Me virou de frente para ele, conseguindo manter uma de suas mãos em minha boca e a outra juntou as minhas em um aperto só, e estava tão firme, que eu já estava começando a sentir dor aonde ele segurava.

Quando ele começou a afastar a mão que estava sobre a minha boca, eu acreditei que ele me deixaria livre para gritar, mas fui novamente surpreendida por sua ação, pois ele colocou sua boca por sobre a minha, me mantendo presa em seu aperto e seu beijo punitivo, machucando meus lábios.

Não consegui mais controlar a ânsia que estava sentindo, tamanha era a repulsa que eu sentia pelo Max e estava prestes a vomitar ali mesmo, em cima daquele cretino, quando ele pareceu entender o que iria acontecer e me livrou dos seus braços.

- Mas o que é isso!? – Maxwell perguntou o óbvio, afastando-se de mim, para meu total alivio.

Saí correndo em direção ao banheiro da minha sala, trancando rapidamente a porta e enfim pude despejar todo o alimento que havia conseguido ingerir naquela manhã, que havia sido apenas um suco de laranja, me sentindo completamente esgotada ao termino do ato.

Depois que consegui me recuperar, pelo menos parcialmente, me limpei da melhor forma possível e saí do banheiro, me deparando com o Max me aguardando bem próximo a porta.

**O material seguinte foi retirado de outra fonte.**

Issue #3778, opened 2019-04-09
Trying to run ebs modifyable policy


kumarsiyer:
While running the ebs modifyable policy getting an error message from AWS API

```An error occurred (InvalidParameterValue) when calling the DescribeVolumesModifications operation: The maximum number of filter values specified on a single call is 200```

> policies:
>   - name: ebs-modifyable
>     resource: ebs
>     filters:
>       - modifyable

kapilt:
do you have a bigger traceback ?

we do batching in that method for sets of 200 to fall inline with the filter limit.

disfinder:
I think I have fix for that -could you check that PR please?

disfinder:
@kumarsiyer, @kapilt I think this issue could be marked as resolved, as far as fix is merged to master.

kapilt:
Thanks for the ping

PR #4350, opened 2019-07-09
aws - fix AWS ClientError (#3778)

disfinder:
This PR is fixes AWS API call error, mentioned in #3778:

>     ClientError: An error occurred (InvalidParameterValue) when calling the DescribeVolumesModifications operation: The maximum number of filter values specified on a single call is 200

The reason of that error: if you have 200 or more volumes, and then add 3 more filters in line 1313 - you out of  AWS API limit of 200 values. Thats why the chunk size should be 197.

### DIFF
--- a/c7n/resources/ebs.py
+++ b/c7n/resources/ebs.py
@@ -1303,7 +1303,7 @@ class ModifyableVolume(Filter):
         # Filter volumes that are currently under modification
         client = local_session(self.manager.session_factory).client('ec2')
         modifying = set()
-        for vol_set in chunks(list(results), 200):
+        for vol_set in chunks(list(results), 197):
             vol_ids = [v['VolumeId'] for v in vol_set]
             mutating = client.describe_volumes_modifications(
                 Filters=[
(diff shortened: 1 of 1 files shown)


ajkerrigan-mdsol:
Good catch @disfinder ! I feel like this change would benefit from a clarifying comment in the code. Your PR description is pretty clear, but coming into that code block blind I think 197 might look like an awkward magic number.

(Take this with a grain of salt btw - I'm not reviewing in any official capacity, just commenting as a fellow user) :)

kapilt:
Nice Catch, Thanks for the pull request!  If you don't mind could you sign the CLA at the bottom of the README? Direct link here: https://docs.google.com/forms/d/e/1FAIpQLSfwtl1s6KmpLhCY6CjiY8nFZshDwf_wrmNYx1ahpsNFXXmHKw/viewform

c7n/resources/ebs.py
```diff
@@ -1303,7 +1303,8 @@ def process(self, resources, event=None):
         # Filter volumes that are currently under modification
         client = local_session(self.manager.session_factory).client('ec2')
         modifying = set()
-        for vol_set in chunks(list(results), 200):
+        for vol_set in chunks(list(results), 197):
+            #must use chunk size 197 over 200, because we adding 3 more to each chunk (line 1315)
```
kapilt: nit this a lint issue on the comment typically need a space after `#`

kapilt: I went ahead and pushed and update to fix this.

- Você pode me explicar o que aconteceu? – Ele exigiu em um tom altivo.

Passei direto por ele, indo até a minha mesa e pegando a minha bolsa.

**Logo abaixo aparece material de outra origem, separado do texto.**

PR #4355, opened 2019-07-10
aws - fixed GuardDuty example to match working policy

varspare:


kapilt:
thanks it looks like guard duty changed the values here when they went ga, just trying to verify the values atm.

Issue #7019, opened 2021-12-03
Filter and action for s3 bucket ownership controls (disable ACLs)


ajkerrigan:
### Describe the feature

AWS recently expanded [S3 bucket ownership controls](https://aws.amazon.com/about-aws/whats-new/2021/11/amazon-s3-object-ownership-simplify-access-management-data-s3/) so they can now be used to disable bucket ACLs. This will be a useful change for detecting and controlling public access.

To support this in custodian, we'll probably need:

- A filter that pulls in a bucket's [object ownership setting](https://docs.aws.amazon.com/AmazonS3/latest/userguide/object-ownership-retrieving.html).
- An action to [update](https://docs.aws.amazon.com/AmazonS3/latest/userguide/object-ownership-existing-bucket.html) ownership settings.

### Extra information or context

- This came up in #6190, with naming suggestions `ownership` for the filter and `set-ownership` for the action.
- Disabling ACLs will fail if a bucket already has ACLs set. We'll probably want to either include examples that filter for buckets with existing ACLs, or possibly include a `force` option that will delete them first.

ravibtripathi:
Can we apply actions for S3 bucket ownership control? I am not able to find that, any help would be much appreciated.

PR #7038, opened 2021-12-27
Add filter for S3 bucket ownership controls

ajkerrigan:
This is the first step in addressing #7019 - I'd expect to handle the action in a separate PR.

Some discussion points for a review:

- I want to make this filter friendly to use but also relatively typo-resistant. That's the motivation behind the awkward-looking combination of an ownership controls enum that allows `ValueFilter` magic values like `absent` and `present`. If anyone has suggestions for ways to make this cleaner on the dev side but still friendly to policy authors, please chime in!

- Peeking at the shape definitions ([ref 1], [ref 2]) for ownership control data, it looks like today we'll either have an empty object or one with a `Rules` array that has exactly 1 element. This filter doesn't rely on those expectations, but _does_ assume that only one rule will have an `ObjectOwnership` setting.

[ref 1]: https://github.com/boto/botocore/blob/63107d6f1fbf8a53b23dbf19f49ff849501c8ffd/botocore/data/s3/2006-03-01/service-2.json#L6629-L6637
[ref 2]: https://github.com/boto/botocore/blob/63107d6f1fbf8a53b23dbf19f49ff849501c8ffd/botocore/data/s3/2006-03-01/service-2.json#L6744-L6768

### DIFF
--- a/c7n/resources/s3.py
+++ b/c7n/resources/s3.py
@@ -3423,3 +3423,99 @@ class SetBucketEncryption(KMSKeyResolverMixin, BucketActionBase):
             Bucket=bucket['Name'],
             ServerSideEncryptionConfiguration=config
         )
+
+
+OWNERSHIP_CONTROLS = ['BucketOwnerEnforced', 'BucketOwnerPreferred', 'ObjectWriter']
+VALUE_FILTER_MAGIC_VALUES = ['absent', 'present', 'not-null', 'empty']
+
+
+@filters.register('ownership')
+class BucketOwnershipControls(BucketFilterBase, ValueFilter):
+    """Filter for object ownership controls
+
+    Reference: https://docs.aws.amazon.com/AmazonS3/latest/userguide/about-object-ownership.html
+
+    :example
+
+    Find buckets with ACLs disabled
+
+    .. code-block:: yaml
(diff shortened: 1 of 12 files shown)


c7n/resources/s3.py
```diff
@@ -3423,3 +3423,99 @@ def process_bucket(self, bucket):
...
+                b = futures[future]
+                if future.exception():
+                    self.log.error("Message: %s Bucket: %s", future.exception(),
+                                   b['Name'])
+                    continue
+        return super(BucketOwnershipControls, self).process(buckets, event)
+
+    def process_bucket(self, b):
+        client = bucket_client(local_session(self.manager.session_factory), b)
+        if self.annotation_key not in b:
```
kapilt, line 3511: nit: most of the block can be dendented if the condition is flipped `if self.annotation_key in b: return`

kapilt (approved):
thanks! very useful and lgtm.

c7n/resources/s3.py
ajkerrigan: Oh yeah that's much cleaner. I was also setting a variable for no reason in the `else`, copypasta fail :grin: . Thanks :+1:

- Você não precisa me demitir. – Falei imprimindo o máximo de desprezo possível na voz. – Eu estou pedindo demissão.

- Você enlouqueceu?

Não dei nenhuma resposta e saí da sala andando o mais rápido que meus saltos permitiam. Eu queria a maior distância possível entre eu e aquele homem inescrupuloso. Não iria mais me submeter ao seu assédio. Nada poderia vir primeiro que a minha dignidade.